In the third journey (episode) of the podcast, Dave welcomes you aboard the ‘Sprout 1’ for another trip into metaphor, meaning and the mind.  This week Dave builds upon last week’s episode ‘Scheduled for Destruction’  explores how the so called ‘mid-life crisis’ as well as becoming a bit of a cliché, is something that can happen at any time in your life.  And, is it always a crisis?

Dave shares tips on how to handle the underlying feelings and distress in a more positive way, thus avoiding the more destructive aspects of the phenomenon.

If you have ever felt lost, crushed or trapped by life and have experienced what some might call the ‘mid-life crisis’ then this episode is for you. 

Dave Algeo is a writer, coach, trainer and speaker empowering others to live big, by identifying the small but significant things that can transform the life we are living.
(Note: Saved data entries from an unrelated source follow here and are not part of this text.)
Issue #9490, opened 2026-05-07
[Expo] expo-origin → Origin translation in onRequest doesn't reach origin-check middleware


narajaon:
### Setup

- `better-auth@1.4.18`
- `@better-auth/expo@1.4.18`
- React Native client (Expo) calling `authClient.signIn.social({ provider: "google", idToken: { token } })` against a server that has `expo()` registered in `betterAuth({ plugins: [...] })`.

### Symptom

The mobile request lands at `/api/auth/sign-in/social` with `expo-origin: hark-mobile://` (no `Origin` header — RN's fetch doesn't set one for non-http schemes). The server returns:

```json
{ "code": "MISSING_OR_NULL_ORIGIN", "message": "Missing or null Origin" }
```

with HTTP 403, even though `hark-mobile://` is in `trustedOrigins`.

### Expected

The Expo plugin's `onRequest` hook is documented as translating `expo-origin` → `Origin` server-side so the origin-check middleware passes:

```ts
// @better-auth/expo/dist/index.mjs
async onRequest(request, ctx) {
  if (options?.disableOriginOverride || request.headers.get("origin")) return;
  const expoOrigin = request.headers.get("expo-origin");
  if (!expoOrigin) return;
  const req = request.clone();
  req.headers.set("origin", expoOrigin);
  return { request: req };
}
```

### Actual

The cloned `req` with the new `Origin` header doesn't appear to flow into the origin-check middleware (`packages/better-auth/src/api/middlewares/origin-check.ts:validateOrigin`). The middleware reads `ctx.request.headers.get("origin")` and gets `null` because the cookie header is set (`useCookies = true`), triggering `MISSING_OR_NULL_ORIGIN`.

### Reproduction

1. Server: standard `betterAuth({ plugins: [expo(), ...], trustedOrigins: ["hark-mobile://"] })`.
2. Client (RN): `createAuthClient({ baseURL, plugins: [expoClient({ scheme: "hark-mobile", ... })] })` and call `signIn.social({ provider: "google", idToken: { token } })` with a real Google ID token.
3. Inspect outbound request: contains `expo-origin: hark-mobile://`, no `Origin`.
4. Server responds 403 `MISSING_OR_NULL_ORIGIN`.

### Workaround

Set `Origin` directly on the auth client's `fetchOptions.headers`:

```ts
createAuthClient({
  baseURL,
  fetchOptions: { headers: { Origin: "hark-mobile://" } },
[...]

Issue #7014, opened 2025-12-27
better-auth expo plugin expo-origin header bypass takes no effect because of setting readonly request headers


techzealot:
### Is this suited for github?

- [ ] Yes, this is suited for github

### To Reproduce

1. use regular better-auth expo config and use emailAndPassword plugin
2. config your trustedOrigins such as "my-app://"
3. call signIn or any other api
4. MISSING_OR_NULL_ORIGIN error occurred

### Current vs. Expected behavior

current:
expo-origin header override failed to  add  origin, thus cause MISSING_OR_NULL_ORIGIN error

expected:
the expo plugin add correct origin to avoid origin check error

### What version of Better Auth are you using?

1.4.7

### System info

```bash
1. macos
2. node v23.10.0
3. better-auth 1.4.6
4. expo 53.0.24
```

### Which area(s) are affected? (Select all that apply)

Package

### Auth config (if applicable)

```typescript
const options = {
  experimental: {
    joins: true
  },
  database: drizzleAdapter(db, {
    provider: "pg"
  }),
  
  baseURL: CONFIG.BETTER_AUTH_URL,

  emailAndPassword: {
    enabled: true,
    requireEmailVerification: false,
  },
  plugins: [
    expo(),
    admin(),
 ],

  trustedOrigins: [
    "http://localhost:3000",
    "http://localhost:8081", // Expo dev server
    "my-app://", // Expo app scheme
    "exp://", // Expo Go
  ]
} satisfies BetterAuthOptions;
```

### Additional context

I think the header bypass logic caused the problem:

https://github.com/better-auth/better-auth/blob/9c54c108db80c5e51e824242416b3f2554331b10/packages/expo/src/index.ts#L26-L43

the request.headers is readonly ,set takes no effect

I write a fix plugin to test the correct solution, it works:
```
export const expoOriginFix = (): BetterAuthPlugin => {
  return {
    id: "expo-origin-fix",
    onRequest: async (request) => {
     
      const expoOrigin = request.headers.get("expo-origin");

      if (!expoOrigin) {
       
        return;
      }

      // create new header because request.headers is readonly 
      const newHeaders = new Headers(request.headers);
      newHeaders.set("origin", expoOrigin)

      const newRequest = new Request(request, {
        headers: newHeaders
      });

      return {
        request: newRequest,
      };
    },
  };
};

```

bytaesu:
[...]

Issue #5573, opened 2025-10-25
Email & Password Sign Up/Logout throws 403 MISSING_OR_NULL_ORIGIN


royjosephargumido:
### Is this suited for github?

- [x] Yes, this is suited for github

### To Reproduce

Sign Out:
1. Upgrade to better-auth 1.3.31
3. Using Postman 11.68.5, clear all Cookies
4. Successfully sign in using Email and Password
5. After signing in, sign out.
6. Throws 403, `MISSING_OR_NULL_ORIGIN`.

After the above process, try signing in using Email and Password: 
1. Throws 403, `MISSING_OR_NULL_ORIGIN`.

### Current vs. Expected behavior

**Current Behavior:**
When attempting to sign in using Email and Password with better-auth version 1.3.31, the request fails with a `403 Forbidden` error. The response returns:

```
{
	"code": "MISSING_OR_NULL_ORIGIN",
	"message": "Missing or null Origin"
}
```

To temporarily resolve, I cleared all Postman cookies and retries the sign in. However, after successful sign in, the sign out throws the same error. Further, after successful sign in, attempting to sign in again using Email and Password throws the same error.

**Expected Behavior:**
Signing in using a valid and correct Email and Password should return a successful response, indicating a complete sign in process. Likewise, users should be able to sign out successfully. Furthermore, signing in again even if already signed in, should also result in a successful email sign in.

### What version of Better Auth are you using?

1.3.31

### System info

```bash
{
  "system": {
    "platform": "win32",
    "arch": "x64",
    "version": "Windows 11 Home",
    "release": "10.0.26200",
    "cpuCount": 8,
    "cpuModel": "11th Gen Intel(R) Core(TM) i5-1135G7 @ 2.40GHz",
    "totalMemory": "23.73 GB",
    "freeMemory": "12.15 GB"
  },
  "node": {
    "version": "v24.9.0",
    "env": "development"
  },
  "packageManager": {
    "name": "npm",
    "version": "11.6.0"
  },
  "frameworks": null,
  "databases": [
    {
      "name": "pg",
      "version": "^8.16.3"
    },
    {
      "name": "drizzle",
      "version": "^0.44.7"
    }
  ],
  "betterAuth": {
    "version": "^1.3.31",
    "config": {
      "appName": "redacted",
      "emailAndPassword": {
        "enabled": true,
        "requireEmailVerification": true
      },
      "plugins": [
        {
          "name": "open-api",
          "config": {
            "id": "open-api",
[...]

PR #5545, opened 2025-10-24
fix(expo): origin check failing due to null origin in expo

Bekacru:
closes #5536

---
## Summary by cubic
Fixes Expo origin check failures by overriding a null Origin header with a new expo-origin header, ensuring auth requests succeed in Expo environments.

- **Bug Fixes**
  - Set expo-origin in the Expo client and use it server-side to populate Origin when missing.
  - Added disableOriginOverride option to opt out of the override behavior.
  - Updated router to handle rate-limit middleware responses that return a request object.
  - Added test to confirm origin override works during email sign-in.

- **Dependencies**
  - Bumped Expo and related demo app packages; updated pnpm lockfile.

PR #10944, opened 2026-08-22
fix(origin-check): accept a same-origin form post whose Origin the browser nulled

himself65:
## The bug

`validateOrigin` rejects `Origin: null` outright:

```ts
if (!originHeader || originHeader === "null") {
    throw APIError.from("FORBIDDEN", BASE_ERROR_CODES.MISSING_OR_NULL_ORIGIN);
}
```

That treats `null` as always-foreign. It isn't. Per [Fetch — "Append a request `Origin` header"](https://fetch.spec.whatwg.org/#append-a-request-origin-header) step 3.1, the **initiating document's referrer policy** serializes the origin of a non-CORS non-`GET` request as `null` when that policy is `no-referrer`.

And `Referrer-Policy: no-referrer` is the standard recommendation for exactly the pages whose URL carries a secret — password reset, OAuth consent. So a first-party page, hardened per that recommendation, submitting an HTML form to its own better-auth backend arrives with `Origin: null` and gets a 403.

Two things make it hurt more than it looks:

1. **A request carrying cookies never reaches the Fetch Metadata branch at all.** In `validateFormCsrf`, cookies short-circuit straight into `validateOrigin`:

   ```ts
   const hasAnyCookies = headers.has("cookie");
   if (hasAnyCookies) {
       return await validateOrigin(ctx);
   }
   ```

   So the signed-in form post — consent, re-auth, account settings — is decided purely by the Origin value, which in this case cannot carry the information.

2. **`fetch()` never reproduces it.** Mode `"cors"` always carries a real Origin regardless of referrer policy, so only the plain-HTML-form path breaks — the progressive-enhancement path this middleware exists to support, and the one with no client-side JS to debug it with. The failure lands on the last click of the flow.

## The fix

```ts
if (originHeader === "null" && headers.get("sec-fetch-site") === "same-origin") {
    return;
}
```

`Sec-Fetch-Site` settles it without loosening anything else. It is a **forbidden header name**, so no page can set it, and `same-origin` is the browser's own statement that the initiator's origin *is* this request's origin — precisely the question `trustedOrigins` is asking. An opaque origin (sandboxed iframe, `data:`/`blob:` document) is never same-origin with the target, so it cannot reach this branch.

Deliberately kept as narrow as possible — nothing that passes or fails today changes:

| Case | Before | After |
|---|---|---|
| `Origin: null` + `Sec-Fetch-Site: same-origin` | 403 | **allowed** |
| `Origin: null` + `cross-site` | 403 | 403 |
| `Origin: null` + `same-site` | 403 | 403 |
| `Origin: null`, no Fetch Metadata | 403 | 403 |
| No `Origin` at all (even with `same-origin`) | 403 | 403 |

The last row is intentional: this PR only rescues the case the spec proves a browser produces, and leaves the absent-Origin path exactly as it was.

## Tests

Five tests in `origin-check.test.ts` under `Fetch Metadata CSRF Protection`, one per row above. Verified that removing the fix fails **only** the accepting test — the four rejection tests pass with and without it, so they pin behavior rather than just following the change.

```
Tests  43 passed (43)          # src/api/middlewares/origin-check.test.ts
Tests  427 passed (427)        # src/api
```

`pnpm typecheck` passes. Full `packages/better-auth` suite is 2589 passed with 2 pre-existing failures (`db.test.ts` and `oauth-proxy.test.ts` postgres cases, which need the Docker containers) — confirmed identical on a clean tree with my changes stashed.

## Context

Reported downstream: an app's OAuth consent screen sets `no-referrer` to keep `code_challenge`/`state` out of Referer, and its own CSRF gate — written to the same shape as this one — 403'd every approval for a week. Every MCP client at once, and the `fetch()`-based tests were all green.

Worth noting that `MISSING_OR_NULL_ORIGIN` has generated a steady stream of reports — #5536, #5545, #5573, #5765, #7014, #9490 — but every one of those is Expo, Postman, or cURL. The browser `no-referrer` path doesn't seem to have been reported before, which is probably why `null` reads as "always foreign" in the current code.

---
## Summary by cubic
Accepts same-origin HTML form posts whose browser sent Origin: null under Referrer-Policy: no-referrer. Previously these requests returned 403 (MISSING_OR_NULL_ORIGIN); now they pass only when Sec-Fetch-Site is same-origin, with all other null-or-absent Origin cases unchanged.

**Review notes**
- Updates `validateOrigin` in `packages/better-auth/src/api/middlewares/origin-check.ts` to allow Origin: null only when `Sec-Fetch-Site: same-origin`; no other logic paths change.
- Security posture unchanged: `Sec-Fetch-Site` is a forbidden header and cannot be spoofed; absent Origin still rejects.
- Affects HTML form navigation flows; `fetch()` callers are unaffected.
- Adds 5 tests in `packages/better-auth/src/api/middlewares/origin-check.test.ts` covering the accepted case and four rejections.
- No configuration or migration changes required in `better-auth`.

<sup>Written for commit 4250099d4364faab8cac9f5e178c906cec2c1426. Summary will update on new commits.</sup>

<a href="https://cubic.dev/pr/better-auth/better-auth/pull/10944?utm_source=github" target="_blank" rel="noopener noreferrer" data-no-image-dialog="true"><picture><source media="(prefers-color-scheme: dark)" srcset="https://www.cubic.dev/buttons/review-in-cubic-dark.svg"><source media="(prefers-color-scheme: light)" srcset="https://www.cubic.dev/buttons/review-in-cubic-light.svg">Review in cubic</picture></a>

### DIFF
--- a/.changeset/null-origin-same-origin-form-post.md
+++ b/.changeset/null-origin-same-origin-form-post.md
@@ -1,0 +1,5 @@
+---
+"better-auth": patch
+---
+
+Accept a same-origin form submission whose `Origin` the browser nulled. A page served `Referrer-Policy: no-referrer` — the recommended policy for screens whose URL carries a secret, such as password reset and OAuth consent — sends the literal `Origin: null` on an HTML form it navigates with, and `validateOrigin` rejected it as `MISSING_OR_NULL_ORIGIN`. `Sec-Fetch-Site: same-origin` now vouches for that case. Every other `null` Origin still fails: a sandboxed iframe, a `data:` document, or a request with no Fetch Metadata at all. `fetch()` callers are unaffected either way.
--- a/packages/better-auth/src/api/middlewares/origin-check.test.ts
+++ b/packages/better-auth/src/api/middlewares/origin-check.test.ts
@@ -553,6 +553,79 @@ describe("Fetch Metadata CSRF Protection", async () => {
 			);
 		}
 	});
+
+	/**
+	 * `Referrer-Policy: no-referrer` is the recommended policy for any page whose
+	 * URL carries a secret — password reset, OAuth consent. A page serving it
+	 * sends the LITERAL `Origin: null` on the HTML form it navigates with, so the
+	 * Origin value alone cannot distinguish a first-party form post from a
+	 * sandboxed iframe. `Sec-Fetch-Site` is what separates them.
+	 *
+	 * @see https://fetch.spec.whatwg.org/#append-a-request-origin-header
+	 */
+	describe("null Origin from a page served Referrer-Policy: no-referrer", () => {
+		const formPost = (headers: Record<string, string>) =>
+			new Request("http://localhost:3000/api/auth/sign-in/email", {
+				method: "POST",
+				headers: {
+					"content-type": "application/json",
+					// Signed-in surfaces are where `no-referrer` pages live, and a
+					// request carrying cookies is the path that reaches `validateOrigin`
+					// directly rather than the Fetch Metadata branch.
+					cookie: "better-auth.session_token=whatever",
+					"Sec-Fetch-Mode": "navigate",
+					"Sec-Fetch-Dest": "document",
+					...headers,
+				},
+				body: JSON.stringify({
+					email: testUser.email,
+					password: testUser.password,
+				}),
+			});
+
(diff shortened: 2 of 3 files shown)


bytaesu:
Thanks, Alex! I just opened a new PR with you as a co-author.
Closing this PR in favor of https://github.com/better-auth/better-auth/pull/10959.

Join Dave on the good ship 'Sprout1' as we explore the inner galaxy of the human mind, and find the sprouts that make the biggest difference. These are the sprouts you are looking for.

Search for 'Sprout Sweater' in your favourite podcast feed. To find out more about the podcast, and episode show notes at https://www.stressedguru.com/the-sprout-sweater-podcast and more about his in person and online events at www.stressedguru.com. Drop Dave a line at dave@sproutsweater.com to ask questions, offer feedback or suggestions for future podcast content.

Episode 3 Show Notes

The following is a rough draft of the content (not a full transcript - more notes forming the basis of the podcast recording

Welcome aboard Sprout1. I’m your host Dave Algeo, chief sprout sweater. Buckle up and enjoy this show's journey into our inner world where metaphor, meaning and mind collide. 

3.44 am again.

Why is it always 3.44. And I’m awake. It’s not just like a gentle stirring and drifting back off to sleep - I’m awake. Wide awake like so many mornings these days. And I’m thinking the same thoughts. I can’t do this anymore. It’s that familiar clamp like feeling down the side of  my head and neck. It’s every present lately and it’s just crushing. And physically it’s like my head has been ground and the dust between the jaws of the heavy vice. It represents how I feel inside too. That sense of who I am just being squeezed into pulp.  Looking at that clock again - I feel dreadful. I have to get up for work soon. How do I escape this?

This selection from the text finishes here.